Goal of the exercise:
The data below is to be copied exactly, line by line.
(The input begins)
Issue #681, opened 2015-01-05
View visibility changes


TheBizzle:
Alan Isaac writes:

> One can hide the Graphics Window by setting size width to a negative number, but this is undocumented and clunky.  Please consider the following.
>
> 1. A `View` menu with a hide/show switch for the Graphics Window. (Some `Tools`, such as Hiding/showing the Command Center, could be moved there as well.)
>
> 2. A Boolean primitive to accomplish this (e.g., `display-graphics-window`). This should be usable in the `startup` procedure.
>
> More radically, since some models do not need a graphics window, one might introduce a Boolean primitive to allow disabling its creation (in the startup procedure).

TheBizzle:
I agree with the general sentiment of this idea.  I think it's odd that NetLogo forces models to have a View, because it's not true that all models _use_ the View—the vast majority, yes, but not all.  Some examples of models that don't need a View are those concerned with just plots, just textual output (be it into the Command Center or some other widget), or simply monitoring readings from hardware devices.

Regarding adding primitives for controlling the visibility of the View, I have some opposition to that—albeit not strong opposition.  My opinion is that we should try to keep the language primitives focused on the objects that live _within_ the model (e.g. agentsets and variables—stuff used for computer new model states), rather than having primitives for introspecting the model's settings.

Instead, I think that the View should be there by default (like it currently is), but that users should just be able to delete the View widget like any other widget, and be able to have at most one View in their model (like how we treat Output widgets).  If a View is present, we draw to it on tick (or when it is created), otherwise not.

It's not clear to me what use case(s) exist for hiding/showing the View dynamically throughout the run of the same model.

nicolaspayette:
Related: #326, #409.

SethTisue:
if this is added, I'd suggest making it a checkbox in the Settings dialog.

TheBizzle:
Bumping and assigning to the Hexy milestone.

Rather than relying on kludges with negative patch sizes or hiding the View behind other widgets, I continue to believe that we should embrace the fact that the View is just another widget, and it should be addable/removable like other widgets.

It can—and probably should—still be there by default when a "blank" model is started, but I think it would make sense to be able to remove it like other widgets, and to add it back later using the standard widget-adding controls.  A model should only be permitted to have one view widget at most (like how the output widget is handled).

mrerrormessage:
Also related #542

SethTisue:
I like Jason's suggestion better than mine.

[...]

PR #930, opened 2016-06-06
Remove View resizing arrows

mrerrormessage:
And the 3D view button. And the ticks counter (move it under the speed slider). Get rid of the whole view top bar.


mrerrormessage:
Here's a side-by-side comparison (before on the left, after on the right). A few things to note:

* The "after" version uses about 5-6 more vertical pixels
* If we got rid of the weird bezel around the interface panel we could probably save 4 of those pixels
* The View is smaller, so there's a net gain in vertical real estate (at least for models that use views).
* Moving the tick counter will be necessary for #681 
* I haven't yet added "open in 3D view" to the right-click menu for the view. I wanted to open it up for feedback before I started working on that.

screen shot 2016-06-06 at 2 55 04 pm

There are no visible differences within NetLogo 3D.

mrerrormessage:
OK, I've now removed the weird bezel around the interface panel. The resulting side-by-side looks like this:
screen shot 2016-06-06 at 3 45 41 pm

nicolaspayette:
Under Linux, there is a weird line at the bottom of the toolbar that is somehow interrupted between the first separator and the right of the "Settings..." button:

weirdline

Also, it's hard to see from the screenshots, but the various borders are all slightly different sizes, which gives it an unbalanced look:

Top: 6px
Left 6px
Right: 4px
Bottom: 5px

Here are the corners, zoomed in 8x:

topleft bottomright

That being said, I find the overall change to be a significant improvement. In my view: the less clutter, the better.

mrerrormessage:
Thanks for checking it out on linux. I'll tighten up the view corners and see if I can figure out what's going on with the bottom border below the speed slider.

netlogo-gui/src/main/app/InterfaceTab.scala
```diff
@@ -31,6 +31,7 @@ class InterfaceTab(workspace: GUIWorkspace,
     // way so that only a vertical scrollbar is really needed - ST 7/13/04
     ScrollPaneConstants.VERTICAL_SCROLLBAR_ALWAYS,
     ScrollPaneConstants.HORIZONTAL_SCROLLBAR_AS_NEEDED)
+  scrollPane.setBorder(new javax.swing.border.EmptyBorder(0, 0, 0, 0))
```
Idloj: I guess `BorderFactory.createEmptyBorder` is nicer?

http://stackoverflow.com/a/3333696

mrerrormessage: That's a good point. I'm finishing up some changes to get this looking right in linux, I'll have this use BorderFactory as well.

Idloj: I should also point out that the Interface tab toolbar's height is inconsistent with the Info tab and the Code tab toolbars (on Linux with Nimbus LaF, anyway)

mrerrormessage: Yeah, I've noticed this height inconsistency before. It isn't ideal, but I don't think it's worth the time it would take me to fix it.

mrerrormessage:
OK, this is the result after the latest round of changes:
screen shot 2016-06-07 at 12 39 59 pm

@nicolaspayette , I was unfortunately unable to fix the linux toolbar border issue you're seeing. There are a lot of components involved and despite trying for over an hour I couldn't get the border to appear. I'm willing to invest more time at some point, but I don't think we have enough linux users for me to justify the time right now.

mrerrormessage:
@nicolaspayette you brought up on Gitter that the code here shrinks the saved size of the view by 2 pixels. I'm also seeing this for some other widgets, are you also seeing that? It turns out we save the size of widgets including borders (which I would really like to change), but changing that will require some pretty substantial changes to widget code. Do you have any thoughts?

nicolaspayette:
> I'm also seeing this for some other widgets, are you also seeing that? 

I haven't seen that, but I've only saved a couple of models using this branch. Maybe it's only specific types of widgets (which the models I tried didn't happen to have)?

> It turns out we save the size of widgets including borders (which I would really like to change), but changing that will require some pretty substantial changes to widget code. Do you have any thoughts?

Hum... why would you _not_ include borders?

From an outside perspective, if you want to know how much space a widget takes up, having the border included makes sense. Let's say you want to edit the model file "by hand" (like some users actually do) and leave exactly 5px of white space between each widget: not having the border included would require you to know how wide it is and take it into account in your calculations.

mrerrormessage:
I hadn't considered that people edit NetLogo model files by hand. I guess I had assumed that since borders are / were not editable by users that they shouldn't be included in the user save file. However, since people do use them, it makes sense to keep things as they are. I'll go through and check this only takes off 2 pixels from view widgets, then go ahead and merge.

nicolaspayette:
I just noticed that, in NetLogo 3D, the ticks counter is left of the speed slider:

3dview

Maybe it doesn't matter, but it could be argued that 2D and 3D should be consistent...

mrerrormessage:
@nicolaspayette , I think this is ready to merge, but I wanted to get the go-ahead from you since this might break the models library build.

nicolaspayette:
:+1: 

> this might break the models library build

No problem! I will adjust my tests for the new view dimensions.

Also: :tada:. I like the new look a lot.

qiemem:
Slight problem: kiosk users.

Kiosk mode doesn't include the bar at the top of the window. The speed slider as on the view control strip with the tick counter.

Maybe a small bar at the top of the window?

image

SethTisue:
I think it was an error, both conceptually and pragmatically, to move the tick counter out of the model interface and into the toolbar. it means the ticks won't show up in `export-interface` and `movie-grab-interface`, which is a disaster. The tick counter is properly part of the model UI.

mrerrormessage:
I think it was the right choice. Not all models use ticks (Termites, for instance), for many others the exact number of ticks isn't relevant (Ising), and for many more models the number of ticks is a dimensionless "time" unit (Wolf Sheep, GasLab). I think for these types of models, this decision is at worst neutral:

* For units without ticks it saves screen real-estate and avoids view clutter
* For units where the exact tick count is irrelevant it removes a potentially confusing number
* For units where ticks are a time unit, it groups ticks with the speed slider, helping to associate the speed slider with ticks, the measure of speed

There are many models for which ticks do represent a meaningful unit. These models can add a monitor for ticks, but they can also control the positioning and label of the monitor without needing a special "Tick Counter Label" set by the view. I'm open to including a "Ticks" monitor as part of the default model so that user's see it without needing to add it (while giving other users who don't want it the ability to delete it).

SethTisue:
> For units where the exact tick count is irrelevant it removes a potentially confusing number

Your other two points are valid, but this one isn't; the Settings dialog has had a "Show tick counter" checkbox for a long time.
(The input ends)
Task response:
Issue #681, opened 2015-01-05
View visibility changes


TheBizzle:
Alan Isaac writes:

> One can hide the Graphics Window by setting size width to a negative number, but this is undocumented and clunky.  Please consider the following.
>
> 1. A `View` menu with a hide/show switch for the Graphics Window. (Some `Tools`, such as Hiding/showing the Command Center, could be moved there as well.)
>
> 2. A Boolean primitive to accomplish this (e.g., `display-graphics-window`). This should be usable in the `startup` procedure.
>
> More radically, since some models do not need a graphics window, one might introduce a Boolean primitive to allow disabling its creation (in the startup procedure).

TheBizzle:
I agree with the general sentiment of this idea.  I think it's odd that NetLogo forces models to have a View, because it's not true that all models _use_ the View—the vast majority, yes, but not all.  Some examples of models that don't need a View are those concerned with just plots, just textual output (be it into the Command Center or some other widget), or simply monitoring readings from hardware devices.

Regarding adding primitives for controlling the visibility of the View, I have some opposition to that—albeit not strong opposition.  My opinion is that we should try to keep the language primitives focused on the objects that live _within_ the model (e.g. agentsets and variables—stuff used for computer new model states), rather than having primitives for introspecting the model's settings.

Instead, I think that the View should be there by default (like it currently is), but that users should just be able to delete the View widget like any other widget, and be able to have at most one View in their model (like how we treat Output widgets).  If a View is present, we draw to it on tick (or when it is created), otherwise not.

It's not clear to me what use case(s) exist for hiding/showing the View dynamically throughout the run of the same model.

nicolaspayette:
Related: #326, #409.

SethTisue:
if this is added, I'd suggest making it a checkbox in the Settings dialog.

TheBizzle:
Bumping and assigning to the Hexy milestone.

Rather than relying on kludges with negative patch sizes or hiding the View behind other widgets, I continue to believe that we should embrace the fact that the View is just another widget, and it should be addable/removable like other widgets.

It can—and probably should—still be there by default when a "blank" model is started, but I think it would make sense to be able to remove it like other widgets, and to add it back later using the standard widget-adding controls.  A model should only be permitted to have one view widget at most (like how the output widget is handled).

mrerrormessage:
Also related #542

SethTisue:
I like Jason's suggestion better than mine.

[...]

PR #930, opened 2016-06-06
Remove View resizing arrows

mrerrormessage:
And the 3D view button. And the ticks counter (move it under the speed slider). Get rid of the whole view top bar.


mrerrormessage:
Here's a side-by-side comparison (before on the left, after on the right). A few things to note:

* The "after" version uses about 5-6 more vertical pixels
* If we got rid of the weird bezel around the interface panel we could probably save 4 of those pixels
* The View is smaller, so there's a net gain in vertical real estate (at least for models that use views).
* Moving the tick counter will be necessary for #681 
* I haven't yet added "open in 3D view" to the right-click menu for the view. I wanted to open it up for feedback before I started working on that.

screen shot 2016-06-06 at 2 55 04 pm

There are no visible differences within NetLogo 3D.

mrerrormessage:
OK, I've now removed the weird bezel around the interface panel. The resulting side-by-side looks like this:
screen shot 2016-06-06 at 3 45 41 pm

nicolaspayette:
Under Linux, there is a weird line at the bottom of the toolbar that is somehow interrupted between the first separator and the right of the "Settings..." button:

weirdline

Also, it's hard to see from the screenshots, but the various borders are all slightly different sizes, which gives it an unbalanced look:

Top: 6px
Left 6px
Right: 4px
Bottom: 5px

Here are the corners, zoomed in 8x:

topleft bottomright

That being said, I find the overall change to be a significant improvement. In my view: the less clutter, the better.

mrerrormessage:
Thanks for checking it out on linux. I'll tighten up the view corners and see if I can figure out what's going on with the bottom border below the speed slider.

netlogo-gui/src/main/app/InterfaceTab.scala
```diff
@@ -31,6 +31,7 @@ class InterfaceTab(workspace: GUIWorkspace,
     // way so that only a vertical scrollbar is really needed - ST 7/13/04
     ScrollPaneConstants.VERTICAL_SCROLLBAR_ALWAYS,
     ScrollPaneConstants.HORIZONTAL_SCROLLBAR_AS_NEEDED)
+  scrollPane.setBorder(new javax.swing.border.EmptyBorder(0, 0, 0, 0))
```
Idloj: I guess `BorderFactory.createEmptyBorder` is nicer?

http://stackoverflow.com/a/3333696

mrerrormessage: That's a good point. I'm finishing up some changes to get this looking right in linux, I'll have this use BorderFactory as well.

Idloj: I should also point out that the Interface tab toolbar's height is inconsistent with the Info tab and the Code tab toolbars (on Linux with Nimbus LaF, anyway)

mrerrormessage: Yeah, I've noticed this height inconsistency before. It isn't ideal, but I don't think it's worth the time it would take me to fix it.

mrerrormessage:
OK, this is the result after the latest round of changes:
screen shot 2016-06-07 at 12 39 59 pm

@nicolaspayette , I was unfortunately unable to fix the linux toolbar border issue you're seeing. There are a lot of components involved and despite trying for over an hour I couldn't get the border to appear. I'm willing to invest more time at some point, but I don't think we have enough linux users for me to justify the time right now.

mrerrormessage:
@nicolaspayette you brought up on Gitter that the code here shrinks the saved size of the view by 2 pixels. I'm also seeing this for some other widgets, are you also seeing that? It turns out we save the size of widgets including borders (which I would really like to change), but changing that will require some pretty substantial changes to widget code. Do you have any thoughts?

nicolaspayette:
> I'm also seeing this for some other widgets, are you also seeing that? 

I haven't seen that, but I've only saved a couple of models using this branch. Maybe it's only specific types of widgets (which the models I tried didn't happen to have)?

> It turns out we save the size of widgets including borders (which I would really like to change), but changing that will require some pretty substantial changes to widget code. Do you have any thoughts?

Hum... why would you _not_ include borders?

From an outside perspective, if you want to know how much space a widget takes up, having the border included makes sense. Let's say you want to edit the model file "by hand" (like some users actually do) and leave exactly 5px of white space between each widget: not having the border included would require you to know how wide it is and take it into account in your calculations.

mrerrormessage:
I hadn't considered that people edit NetLogo model files by hand. I guess I had assumed that since borders are / were not editable by users that they shouldn't be included in the user save file. However, since people do use them, it makes sense to keep things as they are. I'll go through and check this only takes off 2 pixels from view widgets, then go ahead and merge.

nicolaspayette:
I just noticed that, in NetLogo 3D, the ticks counter is left of the speed slider:

3dview

Maybe it doesn't matter, but it could be argued that 2D and 3D should be consistent...

mrerrormessage:
@nicolaspayette , I think this is ready to merge, but I wanted to get the go-ahead from you since this might break the models library build.

nicolaspayette:
:+1: 

> this might break the models library build

No problem! I will adjust my tests for the new view dimensions.

Also: :tada:. I like the new look a lot.

qiemem:
Slight problem: kiosk users.

Kiosk mode doesn't include the bar at the top of the window. The speed slider as on the view control strip with the tick counter.

Maybe a small bar at the top of the window?

image

SethTisue:
I think it was an error, both conceptually and pragmatically, to move the tick counter out of the model interface and into the toolbar. it means the ticks won't show up in `export-interface` and `movie-grab-interface`, which is a disaster. The tick counter is properly part of the model UI.

mrerrormessage:
I think it was the right choice. Not all models use ticks (Termites, for instance), for many others the exact number of ticks isn't relevant (Ising), and for many more models the number of ticks is a dimensionless "time" unit (Wolf Sheep, GasLab). I think for these types of models, this decision is at worst neutral:

* For units without ticks it saves screen real-estate and avoids view clutter
* For units where the exact tick count is irrelevant it removes a potentially confusing number
* For units where ticks are a time unit, it groups ticks with the speed slider, helping to associate the speed slider with ticks, the measure of speed

There are many models for which ticks do represent a meaningful unit. These models can add a monitor for ticks, but they can also control the positioning and label of the monitor without needing a special "Tick Counter Label" set by the view. I'm open to including a "Ticks" monitor as part of the default model so that user's see it without needing to add it (while giving other users who don't want it the ability to delete it).

SethTisue:
> For units where the exact tick count is irrelevant it removes a potentially confusing number

Your other two points are valid, but this one isn't; the Settings dialog has had a "Show tick counter" checkbox for a long time.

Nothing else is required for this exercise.